:: RECORDS FOR PROCESSING

PR #88, opened 2018-05-29
enhance web server paths

noraj:
- specify when it is apache only
- add Per-user path
- add archlinux paths

### DIFF
--- a/rules/linux/auditd/lnx_auditd_susp_exe_folders.yml
+++ b/rules/linux/auditd/lnx_auditd_susp_exe_folders.yml
@@ -31,8 +31,6 @@ detection:
             - '/var/vsftpd/*'
             - '/etc/bind/*'
             - '/var/named/*'
-            # Others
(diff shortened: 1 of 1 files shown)


rules/linux/auditd/lnx_auditd_susp_exe_folders.yml
```diff
@@ -15,21 +15,22 @@ detection:
...
+            - '/usr/share/nginx/html/*' # ArchLinux nginx
             # Data dirs of typically exploited services (incomplete list)
             - '/var/lib/pgsql/data/*'
             - '/usr/local/mysql/data/*'
             - '/var/lib/mysql/*'
             - '/var/vsftpd/*'
             - '/etc/bind/*'
             - '/var/named/*'
-            # Others
-            - '*/public_html/*'
```
noraj: Why `Others` and not in `Web server`? And why not put `/home` before?

PR #95, opened 2018-06-22
Added support of splunk dashboards (xml)

SaltyHash123:
backend, which translates your rules to a Splunk Dashboard (XML), where a panel exists for each rule (i.e. when used with -r flag )


thomaspatzke:
Thanks a lot for your contribution! Just merged it with a small addition (CI test inetrgation).

PR #101, opened 2018-07-04
Creation of known Powershell exploit scripts

yt0ng:
Detects well known exploitation PowerShell scripts


Neo23x0:
Isn't that the same rule as in : https://github.com/Neo23x0/sigma/pull/99/files ?

yt0ng:
It absolutely is! I messed it up when creating the request. Will close!

PR #111, opened 2018-07-16
Add sysmon_cmstp_execution

nikseetharaman:
Added Sysmon detection rules for CMSTP execution. See http://www.endurant.io/cmstp/detecting-cmstp-enabled-code-execution-and-uac-bypass-with-sysmon/


Neo23x0:
Did you check for false positives in your environment and therefore set the status to "stable"?

nikseetharaman:
@Neo23x0 - That's correct.

PR #130, opened 2018-07-24
Fixed typo / Created a rule

samsson:
Created a new rule for: https://attack.mitre.org/wiki/Technique/T1096

Requesting to check syntax, still learning the ropes of sigma.


samsson:
Added dash into the stream keyword.

PR #217, opened 2019-01-04
Corrected class B private IP range to prevent false negatives

TareqAlKhatib:
Tareq's 2 cents: Private IPs are probably one of those things that you would leave up to the target platform (Kibana, Splunk, etc) to figure out. For example, platforms that support regex can use that while platforms that only support wildcards can do something horrible like what I'm submitting.

It would be nice to just say:
`DestinationIp: PRIVATE_IP`
and let the platform figure out the most efficient way of doing this.


Neo23x0:
You talk about a "placeholder" - we've already a section in the Sigma specs on that topic but I don't know it's state in the sigmac converter @thomaspatzke : https://github.com/Neo23x0/sigma/wiki/Specification#placeholders

thomaspatzke:
Placeholders are currently not supported by the converter.

PR #224, opened 2019-01-11
Add files via upload

ycISI:
common CA whitelist

### DIFF
--- a/rules/web/web_certificate_authority_common_whitelist.yml
+++ b/rules/web/web_certificate_authority_common_whitelist.yml
@@ -1,0 +1,62 @@
+title: CA issuer whitelist
+description: Detects all other CA issuers other than listed
+author: Yulli Chong - InfoSec Innovations
+date: 2019/01/11
+status: experimental
+references:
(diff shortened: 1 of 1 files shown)


rules/web/web_certificate_authority_common_whitelist.yml
```diff
@@ -0,0 +1,62 @@
...
+references:
+    - https://www.godaddy.com/help/verify-domain-ownership-html-or-dns-7452
+    - https://www.alexa.com/topsites
+    - https://www.pluralsight.com/blog/software-development/top-reliable-ssl-certificates
+
+logsource:
+    category: ssl
+detection:
+    selection:
+      CA Issuer:
```
thomaspatzke: As this is a new log source, I suggest to minimize this name to *Issuer*. This should be clear enough.
```suggestion
      Issuer:
```

thomaspatzke:
@Neo23x0 what do you think about it? Would fix and merge this if you're fine with this.

thomaspatzke:
No changes. Further I think such rule has to be maintained well to be effective and heavily depends on the environment. Therefore I close this now.

PR #231, opened 2019-01-22
Rule testing framework

TareqAlKhatib:
I wrote a quick rule test framework. So far it only has two tests but I should be adding more shortly.

The two tests are:
- Check for incorrect MITRE tags
- Check for different file extension


thomaspatzke:
Great, thanks for this! I will integrate it into the standard CI tests and move it to the tools directory, as it might be useful for normal working with Sigma rules.

thomaspatzke:
Integrated - postponed moving to tools as it's a bit more effort as it's implemented as unit test.

PR #238, opened 2019-02-05
Adapt count function when aggfield not present

sisecbe:
When no field is present, use "count" , when field is present use "dc(field)". As described in the Sigma specifications.
Splunk throws errors when using "count()" with empy fields. use "count" instead.


thomaspatzke:
Thanks for the pull request!

PR #248, opened 2019-02-13
Create win_mal_ursnif.yml

megan201296:
This is my first time writing a sigma rule so apologies in advance if it's completely wrong! Let me know if anything needs to be changed.


Neo23x0:
Did you check that this key isn't used for legitimate purposes?

PR #254, opened 2019-02-22
adding MPreter as McAfee classifies it

darkquasar:
McAfee classifies some Meterpreter events with the "Mpreter" keyword


thomaspatzke:
@Neo23x0 tried to confirm this via Google search, but there aren't many hits on this. Further, all hits on VT were classified as generic PUP by McAfee. Can you review?

Neo23x0:
screenshot 2019-02-23 at 07 18 27
Looks good!

PR #261, opened 2019-02-23
Windows processes with wrong parent

vburov:
Detect scenarios when malicious program is disguised as legitimate process


vburov:
Thanks for fix of rule logic - now it is more correct. It is my first sigma rule :-) I think that explorer.exe may have only userinit.exe as a valid parent.  Analysis tools usually do not provide the parent process name for explorer.exe because userinit.exe already terminated but event is writed to log when userinit.exe exists.

thomaspatzke:
Merged after squashing history and changes.

PR #265, opened 2019-02-27
Create win_rdp_session_hijacking.yml

vburov:
Adversaries may perform RDP session hijacking which involves stealing a legitimate user's remote session. With System permissions and using Terminal Services Console, an adversary can hijack a session without the need for credentials or prompts to the user. This can be done remotely or locally and with active or disconnected sessions. It can also lead to Remote System Discovery and Privilege Escalation by stealing a Domain Admin or higher privileged account session. 
This rule will detects the execution of Terminal Services Console under LocalSystem.


vburov:
It will be duplicate of existing rule

PR #267, opened 2019-02-28
Added two common paths to mssecex.exe to reduce FPs

Ov3rflow:
Added two entries to the msseces.exe filter to include two other legitimate paths the binary may reside in.
This should reduce False positives

\*\Microsoft Security Client\\\*
\*\Microsoft Security Essentials\\\*

ref:
https://www.file.net/process/msseces.exe.html
https://answers.microsoft.com/en-us/protect/forum/all/what-is-mssecesexe-hide-runkey/4df575f4-812e-4b02-bd89-90f9c9dba91a

### DIFF
--- a/rules/windows/builtin/win_plugx_susp_exe_locations.yml
+++ b/rules/windows/builtin/win_plugx_susp_exe_locations.yml
@@ -92,7 +92,10 @@ detection:
         CommandLine: '*\msseces.exe'
     filter_msseces:
         EventID: 4688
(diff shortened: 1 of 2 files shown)


Neo23x0:
Due to project-1 merge into master branch, the files were not available anymore. I added the filters in https://github.com/Neo23x0/sigma/commit/2188001f983e934c380ac69d653f2e265c586be2

PR #271, opened 2019-03-01
Update win_susp_failed_logon_reasons.yml

vburov:
Added descriptions for logon failure statuses and new logon failure status that may indicate suspicious logon.


Neo23x0:
Thanks for the comments! 👍

PR #273, opened 2019-03-02
Process create

TareqAlKhatib:
Added a new test to check if a rule still uses Sysmon 1 or EID 4688. The test does not cause a failure since there are a number of rules that still need updating.

Also, updated four rules to use process_creation, though I quickly realized I need to automate the conversion somehow since the process is so error prone.

### DIFF
--- a/rules/apt/apt_apt29_thinktanks.yml
+++ b/rules/apt/apt_apt29_thinktanks.yml
@@ -1,32 +1,16 @@
----
-action: global
 title: APT29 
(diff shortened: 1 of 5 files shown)


Neo23x0:
@thomaspatzke Huh! Interesting. Shouldn't those rules be converted?

thomaspatzke:
Some cases were intentionally left out from automatic conversion, as the efforts for automation would be too high, e.g. rules where process creation events and others were mixed. Nice contribution, @TareqAlKhatib!

PR #849, opened 2020-06-18
Rules for detecting suspicious remote file copy

omergunal:
Added remote file rule (T1105) for Windows and Linux systems.

Tactic: Command And Control, Lateral Movement
Mitre ID: T1105


Neo23x0:
Hi, please check if the rules that you want to create are already covered by other rules. 

E.g. search for "certutil" or "-urlcache".

omergunal:
Removed certutil and bitsadmin rules

PR #869, opened 2020-06-29
New Rule: Renamed powershell

HarishHary:


Neo23x0:
We already have a "Renamed PowerShell" rule

PR #874, opened 2020-07-01
Add new rule. win_applocker_file_was_not_allowed_to_run.yml

qwerty1q2w:
Add new rule. Applocker. File Was Not Allowed To Run.


Neo23x0:
What's the correct log source in which these events will appear? 

Screenshot 2020-07-03 at 11 26 06

Without a log source mapping from 
```
logsource:
    product: windows
    service: applocker
```
to a source, the rules with that `service` definition wouldn't be usable. 

See, e.g. `./tools/config/splunk-windows.yml`  

Screenshot 2020-07-03 at 11 28 20

qwerty1q2w:
> What's the correct log source in which these events will appear?
> 
> Screenshot 2020-07-03 at 11 26 06
> 
> Without a log source mapping from
> 
> ```
> logsource:
>     product: windows
>     service: applocker
> ```
> 
> to a source, the rules with that `service` definition wouldn't be usable.
> 
> See, e.g. `./tools/config/splunk-windows.yml`
> 
> Screenshot 2020-07-03 at 11 28 20

Microsoft-Windows-AppLocker/EXE and DLL
Microsoft-Windows-AppLocker/MSI and Script

PR #877, opened 2020-07-02
Add rule to detect abuse of desktopimgdownldr.exe

stevengoossensB:
Add rule to detect abuse of desktopimgdownldr.exe as described in https://labs.sentinelone.com/living-off-windows-land-a-new-native-file-downldr/ . Still experimental and needs more verification to cover all potential corner cases


Neo23x0:
Hi Steven, I already wrote rules for the abuse of it. There is also an intended behaviour of that executable that I wouldn't match on.

stevengoossensB:
Just saw that and looks like yours is far more extended. I just took the assumption it shouldn't write anywhere else than C:\Windows\.... and went with that. Probably has more potential for false positives.

Not sure whether I agree with filtering the extensions on the download and I'm also unsure why you match on svchost.exe but I haven't performed too much testing

PR #893, opened 2020-07-03
Proposed fix for https://github.com/Neo23x0/sigma/issues/889

rtkbkish:
This change removes dns events from the network connection category. The
one change is that sysmon_regsvr32_network_activity.yml needs to test
the network connection category separately from the DNS event id.


thomaspatzke:
I'll change it a bit and add a dns_query log source.

thomaspatzke:
By the way, `all of them` is not required in the condition, as working with `action: global` is the same as writing distinct rules.

PR #919, opened 2020-07-13
Dllhost that communicates with public IP addresses

bartblaze:


Neo23x0:
Sorry - I opened up a new pull request. Couldn't handle the CRLF line break issue here on github. 

https://github.com/Neo23x0/sigma/pull/929

PR #921, opened 2020-07-14
Added support for Defender's PSExec and WMI ASR rules.

d4rk-d4nph3:
## Defender's Attack Surface Reduction Rule Name:
Block process creations originating from PSExec and WMI commands
- This rule blocks processes created through PsExec and WMI from running.


Neo23x0:
Let's try it with the new test script that has just been merged into the `master` branch.

PR #946, opened 2020-07-23
Fix the "AND NOT" bug with stix patterns

simrankaursoin:


barvhaim:
Hey, me and @simrankaursoin are working together on the STIX backend from Sigma.
The STIX backend translation for rules contains NOT was incorrect and generating invalid STIX pattern. This bug-fix intend to fix it. Moreover mapping updates for STIX backend has added as well.

PR #953, opened 2020-07-27
STIX Backend added and updated fields mapping 

barvhaim:
- added and updated fields mapping 
- added "STIX" to project "readme" as target


barvhaim:
Added support for keywords (values without field)
for example:
`[((x-event:code = '4104' OR x-event:id = '4104') AND (artifact:payload_bin LIKE '%Set-ItemProperty%' OR artifact:payload_bin LIKE '%New-Item%') AND artifact:payload_bin LIKE '%CurrentVersion\\Winlogon%')]` 

for

`detection:
    selection:
        EventID: 4104
    keyword1:
        - '*Set-ItemProperty*'
        - '*New-Item*'
    keyword2:
        - '*CurrentVersion\Winlogon*'
    condition: selection and ( keyword1 and keyword2 )`

PR #971, opened 2020-08-07
Add support nested parentheses for Sigma condition

alan8trend:
The original method to find the closing parentheses will raise a ValueError when the condition is something like this
`filter1 and (filter2 or (filter3 and filter4))`

The parser should find the closing token in pairs with the opening token.
So the parser will support nested parentheses in the conditions.


Neo23x0:
@thomaspatzke : plz check

thomaspatzke:
Oh yes, this was a bug...thanks for fixing!

PR #2110, opened 2021-09-30
Added alternative nltest command parameter

zaicurity:
Same as recent change to "Recon Activity with NLTEST" (see commit a2418e4d2cadeefa3b6a7bb639a92ff0872b89ca)
Added the command parameter '/trusted_domains' for nltest which can be used as an alternative to '/domain_trusts' to bypass detection. 
Tested on Windows 10.0.19042
Reference: https://www.harmj0y.net/blog/redteaming/a-guide-to-attacking-domain-trusts/


frack113:
Hi,
just add your ref in the rule

PR #2113, opened 2021-10-01
process_creation_lolbins_suspicious_driver_installed_by_pnputil.yml 

austinsonger:


frack113:
why use only the "The following commands are still supported, but are legacy. We recommend that you use the up-to-date syntax instead." from microsoft ref ?

PR #2114, opened 2021-10-01
process_creation_lolbas_data_exfiltration_by_using_datasvcutil.yml

austinsonger:


rules/windows/process_creation/process_creation_lolbas_data_exfiltration_by_using_datasvcutil.yml
```diff
@@ -0,0 +1,36 @@
...
+tags:
+    - attack.exfiltration
+    - attack.t1567
+logsource:
+    category: process_creation
+    product: windows
+detection:
+    selection:
+        CommandLine|contains|all:
+            - '/in:*'
```
frack113, line 21: `*` is not need as contains give `*value*`

PR #2124, opened 2021-10-05
rule: Apache Path Traversal - CVE-2021-41773

Neo23x0:


Nawhack:
Hello, Thanks for sharing this rule. Is the sc-status 500 missing, ? Or too many false positive ? 

https://mobile.twitter.com/hackerfantastic/status/1445523524555186189

PR #2127, opened 2021-10-07
Fix Regsvr32 Command Line Without DLL detection logic

### LINKED ISSUE #2126: Regsvr32 Command Line Without DLL - invalid logic?
Hey,

I was looking at the [Regsvr32 Command Line Without DLL](https://github.com/SigmaHQ/sigma/blob/6d56e400d209daa77a7900d950a7c587dc0cd2e5/rules/windows/process_creation/win_susp_regsvr32_no_dll.yml) rule, and noticed that it uses ` ParentImage|endswith: '\regsvr32.exe' `, shouldn't that be ` Image|endswith: '\regsvr32.exe `? 

If we take a look at the app.any.run result in the refrences, we can see that regsvr32 is being run with a .jpg file, but it has no child processes where we could look at the ` ParentImage `, and I'd guess that the goal is to match events like this?
image

I can send a PR if it needs to be fixed, however I just want to validate the problem first :)

mluhta:
Changed ` ParentImage ` to ` Image ` so it detects when Regsvr32.exe is executed with any other filetype that the ones in the filter.

Closes #2126

### DIFF
--- a/rules/windows/process_creation/win_susp_regsvr32_no_dll.yml
+++ b/rules/windows/process_creation/win_susp_regsvr32_no_dll.yml
@@ -4,7 +4,7 @@ status: experimental
 description: Detects a regsvr.exe execution that doesn't contain a DLL in the command line
 author: Florian Roth
 date: 2019/07/17
-modified: 2021/07/20
+modified: 2021/10/07
 references:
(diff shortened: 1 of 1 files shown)


frack113:
Hi, 
`modified` need to be update too as the detection change.
Thanks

::::

= YOUR ASSIGNMENT =
Please copy the line holding "the detection change." and all lines after it to the end of the records, exactly, and nothing else.

= EXERCISE OUTPUT =
`modified` need to be update too as the detection change.
Thanks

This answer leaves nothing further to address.